DATA FOR THIS TASK:
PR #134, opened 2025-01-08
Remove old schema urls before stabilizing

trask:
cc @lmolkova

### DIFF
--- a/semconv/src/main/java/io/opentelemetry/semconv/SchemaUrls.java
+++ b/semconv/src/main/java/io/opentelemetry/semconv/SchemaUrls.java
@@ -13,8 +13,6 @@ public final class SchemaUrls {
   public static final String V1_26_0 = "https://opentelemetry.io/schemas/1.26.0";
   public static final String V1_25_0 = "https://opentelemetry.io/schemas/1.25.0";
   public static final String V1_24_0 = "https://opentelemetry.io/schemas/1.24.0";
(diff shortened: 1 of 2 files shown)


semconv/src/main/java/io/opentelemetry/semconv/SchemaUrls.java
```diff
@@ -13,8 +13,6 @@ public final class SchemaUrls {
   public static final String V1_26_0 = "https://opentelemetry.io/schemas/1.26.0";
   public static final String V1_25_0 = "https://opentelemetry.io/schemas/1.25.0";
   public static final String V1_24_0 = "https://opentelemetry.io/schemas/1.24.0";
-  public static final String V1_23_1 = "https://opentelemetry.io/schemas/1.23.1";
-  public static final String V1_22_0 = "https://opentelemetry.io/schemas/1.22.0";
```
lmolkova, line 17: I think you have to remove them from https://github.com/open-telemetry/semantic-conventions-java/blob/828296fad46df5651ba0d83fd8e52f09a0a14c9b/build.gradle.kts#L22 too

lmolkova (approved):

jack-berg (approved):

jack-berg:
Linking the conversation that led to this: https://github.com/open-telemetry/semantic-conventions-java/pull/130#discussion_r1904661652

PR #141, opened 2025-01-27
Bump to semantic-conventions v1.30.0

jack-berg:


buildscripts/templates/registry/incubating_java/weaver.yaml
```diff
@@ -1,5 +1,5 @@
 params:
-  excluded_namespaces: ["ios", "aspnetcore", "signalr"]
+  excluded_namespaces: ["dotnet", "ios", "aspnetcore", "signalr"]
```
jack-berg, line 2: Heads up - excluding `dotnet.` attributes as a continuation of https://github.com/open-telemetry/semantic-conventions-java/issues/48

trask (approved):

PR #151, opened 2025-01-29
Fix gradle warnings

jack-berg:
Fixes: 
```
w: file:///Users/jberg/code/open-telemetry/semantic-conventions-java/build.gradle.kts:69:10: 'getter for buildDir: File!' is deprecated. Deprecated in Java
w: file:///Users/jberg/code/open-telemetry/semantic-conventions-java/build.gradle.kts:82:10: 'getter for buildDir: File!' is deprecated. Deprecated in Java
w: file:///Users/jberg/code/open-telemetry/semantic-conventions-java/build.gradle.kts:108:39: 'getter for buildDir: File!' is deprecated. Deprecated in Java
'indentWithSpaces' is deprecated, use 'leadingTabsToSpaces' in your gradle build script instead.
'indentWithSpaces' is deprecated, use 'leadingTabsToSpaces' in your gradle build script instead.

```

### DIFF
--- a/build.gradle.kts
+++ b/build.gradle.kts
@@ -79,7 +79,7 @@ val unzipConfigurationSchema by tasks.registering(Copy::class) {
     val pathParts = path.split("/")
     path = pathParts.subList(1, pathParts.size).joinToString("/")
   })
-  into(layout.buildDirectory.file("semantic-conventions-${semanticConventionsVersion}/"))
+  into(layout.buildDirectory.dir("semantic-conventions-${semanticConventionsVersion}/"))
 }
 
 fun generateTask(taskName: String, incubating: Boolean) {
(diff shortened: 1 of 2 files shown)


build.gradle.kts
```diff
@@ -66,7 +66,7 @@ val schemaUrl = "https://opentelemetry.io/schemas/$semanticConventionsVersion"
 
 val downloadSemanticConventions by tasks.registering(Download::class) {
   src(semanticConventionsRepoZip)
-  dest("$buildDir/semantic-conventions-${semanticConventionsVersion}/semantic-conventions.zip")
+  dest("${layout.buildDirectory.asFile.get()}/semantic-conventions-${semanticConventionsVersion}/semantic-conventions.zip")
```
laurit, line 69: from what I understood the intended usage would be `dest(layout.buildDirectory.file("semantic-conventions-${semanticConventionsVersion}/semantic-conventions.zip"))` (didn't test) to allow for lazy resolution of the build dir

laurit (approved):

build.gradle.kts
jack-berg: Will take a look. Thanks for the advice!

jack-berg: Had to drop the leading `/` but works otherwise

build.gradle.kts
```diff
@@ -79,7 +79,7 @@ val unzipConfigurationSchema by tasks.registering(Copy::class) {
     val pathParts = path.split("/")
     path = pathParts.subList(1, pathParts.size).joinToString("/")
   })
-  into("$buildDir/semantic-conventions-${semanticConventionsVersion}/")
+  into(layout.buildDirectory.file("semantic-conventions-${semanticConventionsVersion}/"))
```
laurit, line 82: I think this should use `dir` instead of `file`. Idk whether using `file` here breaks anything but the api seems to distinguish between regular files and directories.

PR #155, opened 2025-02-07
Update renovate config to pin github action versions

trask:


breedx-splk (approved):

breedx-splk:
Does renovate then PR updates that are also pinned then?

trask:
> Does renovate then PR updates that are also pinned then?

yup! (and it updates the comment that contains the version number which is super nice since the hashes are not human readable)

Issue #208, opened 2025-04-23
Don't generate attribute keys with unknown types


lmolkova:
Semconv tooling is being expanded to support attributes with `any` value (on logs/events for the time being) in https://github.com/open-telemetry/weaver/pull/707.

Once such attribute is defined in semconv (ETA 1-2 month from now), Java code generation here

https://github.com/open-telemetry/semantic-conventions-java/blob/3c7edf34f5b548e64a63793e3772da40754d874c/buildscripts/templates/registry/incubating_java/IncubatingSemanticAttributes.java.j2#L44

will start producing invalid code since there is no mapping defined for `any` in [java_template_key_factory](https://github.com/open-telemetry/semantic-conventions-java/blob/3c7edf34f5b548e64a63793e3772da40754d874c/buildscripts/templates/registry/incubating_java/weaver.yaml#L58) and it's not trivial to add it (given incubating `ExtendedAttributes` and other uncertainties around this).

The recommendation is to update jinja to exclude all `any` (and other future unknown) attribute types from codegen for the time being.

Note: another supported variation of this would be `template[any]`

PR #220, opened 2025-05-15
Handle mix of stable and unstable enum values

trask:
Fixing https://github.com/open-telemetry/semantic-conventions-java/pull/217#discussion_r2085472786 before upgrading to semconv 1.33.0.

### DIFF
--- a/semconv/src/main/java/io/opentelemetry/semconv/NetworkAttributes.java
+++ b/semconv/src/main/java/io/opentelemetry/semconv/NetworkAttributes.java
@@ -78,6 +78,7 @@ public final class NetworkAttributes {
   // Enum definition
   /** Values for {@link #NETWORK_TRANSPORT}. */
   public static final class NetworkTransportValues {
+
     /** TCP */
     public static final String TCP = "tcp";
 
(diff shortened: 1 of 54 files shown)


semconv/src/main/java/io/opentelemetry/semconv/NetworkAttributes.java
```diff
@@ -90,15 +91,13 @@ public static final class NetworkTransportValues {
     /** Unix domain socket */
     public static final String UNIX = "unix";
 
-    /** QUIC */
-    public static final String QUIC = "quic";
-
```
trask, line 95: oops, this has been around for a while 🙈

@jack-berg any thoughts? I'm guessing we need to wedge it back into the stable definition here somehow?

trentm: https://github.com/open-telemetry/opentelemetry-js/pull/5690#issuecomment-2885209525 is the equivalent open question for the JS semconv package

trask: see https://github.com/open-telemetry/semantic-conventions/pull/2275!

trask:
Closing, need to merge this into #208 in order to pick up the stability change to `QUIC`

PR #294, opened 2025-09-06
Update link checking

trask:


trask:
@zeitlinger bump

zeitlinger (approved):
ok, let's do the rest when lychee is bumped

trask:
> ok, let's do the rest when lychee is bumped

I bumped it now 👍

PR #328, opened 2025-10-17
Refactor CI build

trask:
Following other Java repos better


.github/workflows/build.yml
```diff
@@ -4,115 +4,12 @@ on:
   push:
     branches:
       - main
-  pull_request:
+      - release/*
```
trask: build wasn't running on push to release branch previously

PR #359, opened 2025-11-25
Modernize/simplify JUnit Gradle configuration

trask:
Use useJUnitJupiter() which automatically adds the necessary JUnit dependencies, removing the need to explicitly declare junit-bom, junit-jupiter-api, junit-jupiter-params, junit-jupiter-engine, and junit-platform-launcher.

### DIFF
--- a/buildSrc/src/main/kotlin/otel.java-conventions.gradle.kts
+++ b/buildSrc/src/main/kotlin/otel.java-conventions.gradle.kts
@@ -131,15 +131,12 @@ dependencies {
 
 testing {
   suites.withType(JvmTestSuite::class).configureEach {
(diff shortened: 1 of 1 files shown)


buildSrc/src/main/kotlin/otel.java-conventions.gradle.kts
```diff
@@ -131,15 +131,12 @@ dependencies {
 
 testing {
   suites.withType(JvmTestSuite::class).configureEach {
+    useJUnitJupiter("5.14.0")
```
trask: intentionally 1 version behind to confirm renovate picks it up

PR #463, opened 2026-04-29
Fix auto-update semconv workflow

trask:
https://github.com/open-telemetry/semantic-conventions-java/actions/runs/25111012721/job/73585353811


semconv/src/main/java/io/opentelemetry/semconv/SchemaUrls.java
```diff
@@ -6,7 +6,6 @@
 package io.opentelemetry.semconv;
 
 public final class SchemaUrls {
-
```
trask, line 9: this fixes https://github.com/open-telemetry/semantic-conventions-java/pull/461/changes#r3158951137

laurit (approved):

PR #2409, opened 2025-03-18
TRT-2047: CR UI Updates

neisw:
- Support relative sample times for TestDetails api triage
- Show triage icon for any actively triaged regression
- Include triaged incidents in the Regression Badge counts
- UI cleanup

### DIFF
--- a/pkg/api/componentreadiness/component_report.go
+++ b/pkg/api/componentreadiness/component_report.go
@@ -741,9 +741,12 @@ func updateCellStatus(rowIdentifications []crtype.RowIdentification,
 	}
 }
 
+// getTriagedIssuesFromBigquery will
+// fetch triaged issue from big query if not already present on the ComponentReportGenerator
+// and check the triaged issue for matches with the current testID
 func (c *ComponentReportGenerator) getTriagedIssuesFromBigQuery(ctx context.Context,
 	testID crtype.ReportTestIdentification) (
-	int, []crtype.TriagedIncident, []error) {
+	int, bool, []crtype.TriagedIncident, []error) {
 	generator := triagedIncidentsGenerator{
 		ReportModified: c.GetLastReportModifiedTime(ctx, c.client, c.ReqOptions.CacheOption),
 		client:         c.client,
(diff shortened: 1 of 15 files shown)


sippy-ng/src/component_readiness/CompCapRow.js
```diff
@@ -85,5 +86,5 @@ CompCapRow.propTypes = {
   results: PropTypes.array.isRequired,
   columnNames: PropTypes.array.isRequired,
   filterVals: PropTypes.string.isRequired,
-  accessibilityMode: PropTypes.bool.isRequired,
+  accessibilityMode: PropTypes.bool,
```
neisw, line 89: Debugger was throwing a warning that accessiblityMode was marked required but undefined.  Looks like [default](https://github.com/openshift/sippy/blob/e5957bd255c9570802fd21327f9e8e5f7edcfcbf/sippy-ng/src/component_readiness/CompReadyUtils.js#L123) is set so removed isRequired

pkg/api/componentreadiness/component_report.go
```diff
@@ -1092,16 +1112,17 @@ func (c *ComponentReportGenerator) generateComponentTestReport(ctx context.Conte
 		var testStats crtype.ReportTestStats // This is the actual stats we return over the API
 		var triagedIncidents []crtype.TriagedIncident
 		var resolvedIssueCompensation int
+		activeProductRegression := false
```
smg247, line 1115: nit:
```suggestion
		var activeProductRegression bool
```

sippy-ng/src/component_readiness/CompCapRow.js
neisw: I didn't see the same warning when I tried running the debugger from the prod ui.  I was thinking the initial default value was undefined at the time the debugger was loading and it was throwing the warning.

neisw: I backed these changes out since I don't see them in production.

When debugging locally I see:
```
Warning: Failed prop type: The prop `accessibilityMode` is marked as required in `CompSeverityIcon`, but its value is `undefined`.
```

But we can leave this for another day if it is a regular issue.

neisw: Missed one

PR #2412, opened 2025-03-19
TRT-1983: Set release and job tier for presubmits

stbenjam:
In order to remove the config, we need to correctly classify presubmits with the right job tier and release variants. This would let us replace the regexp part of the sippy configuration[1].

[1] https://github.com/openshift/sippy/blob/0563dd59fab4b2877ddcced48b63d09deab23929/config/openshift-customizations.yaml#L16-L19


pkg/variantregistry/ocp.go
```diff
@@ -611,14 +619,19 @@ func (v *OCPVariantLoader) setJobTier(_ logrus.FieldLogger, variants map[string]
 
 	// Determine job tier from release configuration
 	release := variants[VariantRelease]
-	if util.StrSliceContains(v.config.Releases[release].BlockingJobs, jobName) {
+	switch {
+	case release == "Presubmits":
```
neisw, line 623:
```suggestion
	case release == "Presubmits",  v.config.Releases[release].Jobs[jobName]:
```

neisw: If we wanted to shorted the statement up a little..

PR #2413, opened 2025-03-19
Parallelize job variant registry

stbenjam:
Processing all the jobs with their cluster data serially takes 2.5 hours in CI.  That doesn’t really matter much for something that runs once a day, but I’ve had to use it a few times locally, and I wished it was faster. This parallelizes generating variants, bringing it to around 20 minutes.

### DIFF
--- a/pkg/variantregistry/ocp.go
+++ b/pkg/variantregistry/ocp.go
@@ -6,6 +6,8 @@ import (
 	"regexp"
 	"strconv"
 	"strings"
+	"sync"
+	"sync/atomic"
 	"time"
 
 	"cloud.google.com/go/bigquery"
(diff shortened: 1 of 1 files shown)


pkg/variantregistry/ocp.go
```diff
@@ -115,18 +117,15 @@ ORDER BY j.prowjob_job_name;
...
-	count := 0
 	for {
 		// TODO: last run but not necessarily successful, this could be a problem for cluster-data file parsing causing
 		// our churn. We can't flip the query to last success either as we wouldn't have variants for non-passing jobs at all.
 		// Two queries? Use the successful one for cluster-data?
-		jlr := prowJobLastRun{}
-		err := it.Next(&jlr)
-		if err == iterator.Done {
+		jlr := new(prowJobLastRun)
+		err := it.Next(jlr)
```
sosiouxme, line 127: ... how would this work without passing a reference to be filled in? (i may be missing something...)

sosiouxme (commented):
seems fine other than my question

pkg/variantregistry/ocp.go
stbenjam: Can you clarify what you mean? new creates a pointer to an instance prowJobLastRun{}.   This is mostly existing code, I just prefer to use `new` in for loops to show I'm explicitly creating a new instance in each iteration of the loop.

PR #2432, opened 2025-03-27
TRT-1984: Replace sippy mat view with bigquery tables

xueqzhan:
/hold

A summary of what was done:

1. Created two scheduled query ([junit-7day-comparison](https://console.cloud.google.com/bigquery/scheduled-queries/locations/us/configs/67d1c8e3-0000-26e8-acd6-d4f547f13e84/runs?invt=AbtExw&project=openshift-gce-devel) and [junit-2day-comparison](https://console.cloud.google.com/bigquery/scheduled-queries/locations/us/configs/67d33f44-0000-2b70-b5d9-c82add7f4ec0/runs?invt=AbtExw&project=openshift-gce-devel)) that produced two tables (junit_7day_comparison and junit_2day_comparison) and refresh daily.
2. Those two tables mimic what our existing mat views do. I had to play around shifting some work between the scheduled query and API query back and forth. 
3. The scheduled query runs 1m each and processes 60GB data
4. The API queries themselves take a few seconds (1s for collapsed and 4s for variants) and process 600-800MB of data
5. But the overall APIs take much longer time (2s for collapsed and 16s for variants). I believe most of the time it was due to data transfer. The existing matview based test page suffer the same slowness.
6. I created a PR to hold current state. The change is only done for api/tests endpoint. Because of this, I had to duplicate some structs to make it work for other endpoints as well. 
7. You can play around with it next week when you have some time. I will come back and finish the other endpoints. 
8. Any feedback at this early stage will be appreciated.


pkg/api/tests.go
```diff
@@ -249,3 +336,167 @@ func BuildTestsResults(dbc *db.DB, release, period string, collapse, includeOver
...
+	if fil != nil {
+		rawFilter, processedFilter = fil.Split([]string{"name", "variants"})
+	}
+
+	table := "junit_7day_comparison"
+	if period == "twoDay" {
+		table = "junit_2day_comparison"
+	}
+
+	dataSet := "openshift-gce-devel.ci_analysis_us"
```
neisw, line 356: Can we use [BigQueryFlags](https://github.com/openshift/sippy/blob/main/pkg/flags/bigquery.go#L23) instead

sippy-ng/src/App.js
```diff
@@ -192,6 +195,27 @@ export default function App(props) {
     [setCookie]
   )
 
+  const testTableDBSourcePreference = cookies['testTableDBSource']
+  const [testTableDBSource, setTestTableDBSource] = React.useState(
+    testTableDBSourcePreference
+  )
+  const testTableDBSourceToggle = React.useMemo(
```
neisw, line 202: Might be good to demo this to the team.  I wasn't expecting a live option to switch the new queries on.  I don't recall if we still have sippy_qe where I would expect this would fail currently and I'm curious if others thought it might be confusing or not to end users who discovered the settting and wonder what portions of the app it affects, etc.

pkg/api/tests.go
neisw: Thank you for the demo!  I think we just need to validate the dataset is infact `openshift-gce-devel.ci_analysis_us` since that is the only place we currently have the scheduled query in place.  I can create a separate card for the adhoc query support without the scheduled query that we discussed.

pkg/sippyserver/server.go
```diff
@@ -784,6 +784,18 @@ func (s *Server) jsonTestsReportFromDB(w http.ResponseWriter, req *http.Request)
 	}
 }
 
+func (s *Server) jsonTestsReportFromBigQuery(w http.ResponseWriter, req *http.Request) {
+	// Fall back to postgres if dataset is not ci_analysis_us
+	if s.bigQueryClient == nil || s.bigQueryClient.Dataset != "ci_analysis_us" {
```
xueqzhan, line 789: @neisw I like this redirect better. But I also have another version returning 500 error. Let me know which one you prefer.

YOUR OBJECTIVE: Select and copy every line of the material that holds the string "ResponseWriter".

EXERCISE RESULT:
@@ -784,6 +784,18 @@ func (s *Server) jsonTestsReportFromDB(w http.ResponseWriter, req *http.Request)
+func (s *Server) jsonTestsReportFromBigQuery(w http.ResponseWriter, req *http.Request) {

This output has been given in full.